Moore School of Business
Where are they now? Phil Prince Print E-mail
Friday, 24 October 2008
phil-prince-now.jpgBy Lydia Dishman
Contributing Writer

Phil Prince doesn’t really want to rest on his football laurels. In fact, since he says he’s not much of a computer user, he hasn’t even seen the YouTube version of the moment his star rose on the gridiron. Sixty years ago this October, Prince blocked a punt against South Carolina, allowing the Tigers to score a touchdown that clinched Clemson's 13-7 win.

He chuckles softly to himself at the memory of that “Big Thursday.”

“We were undefeated and untied that year,” says Prince noting, “It was quite a distinction.” Indeed it was given that it was also Clemson's first undefeated season in 48 years, and a feat that only three teams in Clemson history can claim to have accomplished. Prince was a starting tackle and co-captain on a Tiger team that wrapped up with Gator Bowl and Southern Conference championships.

Though he started as a first-year freshman in 1944, Prince was called to active duty in WWII. When he returned, the Erwin, Tenn.-native trotted back out on the field as a junior in 1947. He graduated in 1949 and was immediately signed to the New York Giants.

“I played five exhibition games and got hurt,” shrugs Prince who finished out the season with the New Jersey Giants, the farm team for New York. Even though he married soon after and went on to take a position in Bristol, Tenn. as a teacher and coach, football was not completely off the radar — yet.

Prince was called back for service during the Korean War and was stationed at Fort Jackson. “I had a coach tell me, ‘you don’t you want to play service football, you’ll get hurt.’” He signed up anyway, playing football for his entire 10-month tour. But it was during a pick-up basketball game that summer with a group of Army reserves from Greenwood that his career took a turn away from sports.

“Most of the officers in the unit were Clemson grads.

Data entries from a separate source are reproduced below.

Issue #3236, opened 2021-03-06
Scheduler availability wrong when only one lunch block in a day


willgearty:
When there is only a single lunch timeblock in a given day, the scheduler shows the timeblock as green (available) when scheduling a section. However, when you then try to schedule the section there, it just silently fails. It probably shouldn't be marked as available, since you wouldn't want to schedule a section over the only lunch timeslot. Note: this behavior appears to work properly when there is more than one lunch timeblock in a given day.

PR #3239, opened 2021-03-09
Fix ajax scheduler highlighting for single-block lunches

willgearty:
Previously, if you had a single lunch on a particular day, the scheduler would show this timeblock as available for single-block sections. However, if you tried to schedule one of these sections in this timeblock, it would just fail silently. I realized this is actually because we weren't doing any lunch constraint checks for single-block classes, which I've fixed. Now, if there is a single lunch block, it is marked as available but not schedulable (green with slanted grey lines) for single-block sections, as should be desired.

Fixes https://github.com/learning-unlimited/ESP-Website/issues/3236.


kkbrum (approved):
Wonderful!

Issue #2847, opened 2019-11-20
Barcode checkin for teachers


willgearty:
Request from Stanford:

"Potentially a barcode-type system for teacher check-in too. Caveats would be that 1) we’d need to be more careful about sorting teacher schedules and 2) make sure there’s a schedule/barcode for Sunday, for teachers teaching on both days"

PR #3240, opened 2021-03-12
Teacher barcode check-in

willgearty:
This adds barcodes to teacher schedules (and makes them a bit prettier) and then adds the ability to scan those barcodes with physical scanners or the user's device on the teacher check-in page. I also made the teacher check-in page a little friendlier for teachers that might be teaching multiple classes at once (since the ajax scheduler now allows this via the override).

@milescalabresi has physical scanners, so he could test the functionality for that.

And also, as @kkbrum mentioned during development, this will likely be a major component of the admin webapp, but this PR will need to suffice until then.

Fixes https://github.com/learning-unlimited/ESP-Website/issues/2847.


willgearty:
OK, that should fix the LGTM problems that we actually need to worry about.

kkbrum:
Okay so using the teacher schedules, although I only have 4 data points, the single digit user IDs scan whereas the double digit user IDs don't (perhaps this is correlation and not causation though).  Using the teacher nametags with barcodes on the back, they all scan. Looking at the difference between the barcodes on the schedules vs the nametags, the only difference I see is that the bars on the nametags are thicker?

For user ID 4, username "tteacher@" (for the sake of testing weird characters), I get the following console error when scanning:
image

willgearty:
OK, I've tested the new code with barcodes up to 4 digits and they work fine now. It should also now handle weird usernames.

kkbrum (approved):
Flawless!

Issue #3025, opened 2020-06-23
Graphical Update to Onsite


nrjean:
Personally I think its sorta ugly and could do with a visual update - just so it isn't a list. Make it easier to read and navigate.

PR #3252, opened 2021-04-09
Made onsite buttons

nrjean:
Makes onsite links into buttons - also introduces a class called makeButtonLink which can be called to make a link that is a button. 
Should be useful if anyone is making a new page and wants to make a link, that is you know, a button.

If anyone has any comments on how I could make the onsite page prettyier that would be great.


nrjean:
Fixes #3025 sorta

hwatheod:
There are 2 new functions called makeButtonLink but it's only called once in the template - which one is being called and what is the other one for? (Or somehow both are being called depending on `module` ?)

nrjean:
So the first function in modules/base.py is a global function that works just like makeLink but when it makes the link it makes it a link that a button. It makes just one link per module.

In handlers/onsiteclasslist.py multiple links need to be generated for that module so is has an alternate function which essentially calls makeButtonLink twice for each link that is needed.

@willgearty can probably explain the technical of this better lol

esp/templates/program/modules/onsitecore/mainpage.html
```diff
@@ -18,20 +18,23 @@ <h1>Onsite Portal for {{program.niceName}} </h1>
...
+
 
 {% for module in modules %}
 {% if module.isStep %}
   {% if not module.useTemplate %}
-    <li>{% autoescape off %}{{ module.makeLink }}{% endautoescape %}</li>
+    {% autoescape off %}{{ module.makeButtonLink }}{% endautoescape %}<br>
   {% else %}
-    <li><em>{{ module.module.link_title }} (below)</em></li>
+    <<em>{{ module.module.link_title }} (below)</em><br>
```
hwatheod, line 32: There shouldn't be two `<` signs here

hwatheod:
> So the first function in modules/base.py is a global function that works just like makeLink but when it makes the link it makes it a link that a button. It makes just one link per module.
> 
> In handlers/onsiteclasslist.py multiple links need to be generated for that module so is has an alternate function which essentially calls makeButtonLink twice for each link that is needed.

Oh I see, the first one is used for most of the onsite modules, and the second one in a subclass which overrides the first, and is used for one particular special module.  Got it.

willgearty:
Code looks good (aside from the comments from @hwatheod). However, the page currently looks like this:
image

This doesn't seem much better than the links from before, in my opinion. But, I think if you include the "management.css" file you'll be much closer, since it should make the buttons look somewhat like the ones on the main management page:
image

But you'll probably still want to play around with it to make sure they have the same heights, etc.

nrjean:
fixed a teds changes and also make it look better by organizing the buttons yay @willgearty

willgearty (approved):
Code looks good to me, and it works well on my dev server! What a difference it makes!

PR #3254, opened 2021-04-09
Centers Bigpicture

### LINKED ISSUE #3020: Bigpicture theme content isn't centered
Centering includes the Navbar. Could be debatable but I don't think it should. The page looks fine as long as the nav bar is in view, but as soon as you scroll down (say to read the catalog) the whole webpage is effectively off center.

nrjean:
Does what is say - redefines the width of the container to 1180 pixels which centers the content area of big picture.
Fixes #3020


willgearty (changes requested):
Looks like a different width is defined in theme_compiled.css. I'd suggest changing the LESS file that defines the bigpicture width for the container class instead of hard coding it into the template here.

willgearty:
Yep, looks good on my dev server (and on Cloud), just need the change requested above.

nrjean:
all done

Issue #3230, opened 2021-03-01
Weird characters in names cause email failure


willgearty:
It looks like certain characters in a user's name can cause emails to fail bring sent. Specifically, Columbia reports that a user with an apostrophe in their name caused an email to fail as part of a class student email list.

Reported by Columbia Splash.

hwatheod:
Looked through the server logs and found a similar error for an email sent from Yale Splash on 2021-02-19. The student's name had an accented a (á) in it, and the exception thrown was `BadRequestsError()`.  This is an exception thrown by the SendGrid Python client. The send_to address was of the form `name <email@example.com>` where the name part had the á in it.

hwatheod:
We shouldn't have to do the encoding ourselves. This ticket is probably more relevant: https://code.djangoproject.com/ticket/19107 but we are on Python version 2.7.3 which is later than the 2.6 versions mentioned in the ticket

hwatheod:
I changed my name on dev3 to á in the name, and requested a password reset email, and it sent fine. The á showed up in the name. Maybe it's some issue specific to the comm panel but the comm panel wasn't working for me on dev3.

hwatheod:
When I changed my name to have a comma in it, then the password reset email failed with a "Whoops" error. I see similar errors in the server logs for production sites too.

willgearty:
Thanks, @hwatheod! Looks like we want to be encoding the to/from names whenever we send a request off to SendGrid.

hwatheod:
The problem appears to be in the [_parse_email_address function](https://github.com/sklarsa/django-sendgrid-v5/blob/master/sendgrid_backend/mail.py) in the django-sendgrid-v5 library.

```
In [15]: sg = sendgrid_backend.mail.SendgridBackend()

In [16]: sg._parse_email_address(u'John Doe <john_doe@example.com>')   # name doesn't have a comma
Out[16]: (u'john_doe@example.com', u'John Doe')

In [17]: sg._parse_email_address(u'John, Doe <john_doe@example.com>')  # name has a comma
Out[17]: (u'John', None)
```

hwatheod:
Confirmed this by changing my first name on dev3 to `Ted, comma. \"period` and then requesting a password reset email. The email was received successfully.

PR #3255, opened 2021-04-12
fix some logging issues in send_email_requests()

hwatheod:
While investigating #3230, I found that the logging code itself was throwing exceptions (if the email address contains a non-ascii character), and also sometimes the exception logged was an empty string (I guess because SendGrid didn't implement `__str__` in its exceptions). This fixes both of these issues.

Note that this does *not* fix the issue of #3230 itself. That is still under investigation.


willgearty (approved):
Looks good to me, thanks!

PR #3260, opened 2021-04-15
Fix bug for ranks beyond first choice

padajar:
Current list comprehension overwrites priority value `i` set in the for loop in line 462, changing it to 1. Change list comprehension variable to properly assign all ranks.


willgearty (approved):
Looks good, thanks for finding this and fixing it!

They worked at Milliken, and I knew I wanted to stay in South Carolina because my wife is from Rock Hill,” Prince explained. The Milliken fellows urged him to enter the company’s training program. “I told them I had no experience,” recalled Prince, who held a degree in English and a minor in history and government. “They said, ‘that is alright, you’ll learn.’”

So he did.

Sitting up a little bit straighter in the chair he’s occupying in the lobby of Clemson’s Madren Conference Center, Prince launched into the tale of a chapter in his life that clearly impressed more lessons on him than any of his time on the field, or in the classroom.

Milliken’s industrial engineering program was designed to give trainees a comprehensive look at the way the company did business, from every department in the mills, to conducting product, time and motion studies.

“It was a very good experience and introduction into the world of business,” Prince said, adding that he’s always considered Mr. Milliken something of a mentor because, “he believed in developing his own people and bring them up through standard training indoctrination and orientation.”

As a newly-minted junior industrial engineer, Prince took an open position in production planning before becoming plant manager at Abbeville Mill. Just as his career was really gaining steam, Prince was offered a promotion and a big pay increase — with another company.

“At that time it was sort of an unwritten rule that if you left [Milliken] you didn’t come back,” Prince said, who admits that he accepted the job at Burlington in North Carolina reluctantly. It wasn’t long before he proved that hard and fast rule had an exception.

He was invited back to Milliken in 1957 to be a product manager, a new position at the time. “It was a chance to be exposed to merchandising, fabric and product design,” he said, explaining that a fringe benefit was the ability to travel to New York City to sell to textile converters who bought Milliken’s unfinished materials from their cutting-edge plants for lingerie and curtain fabrics.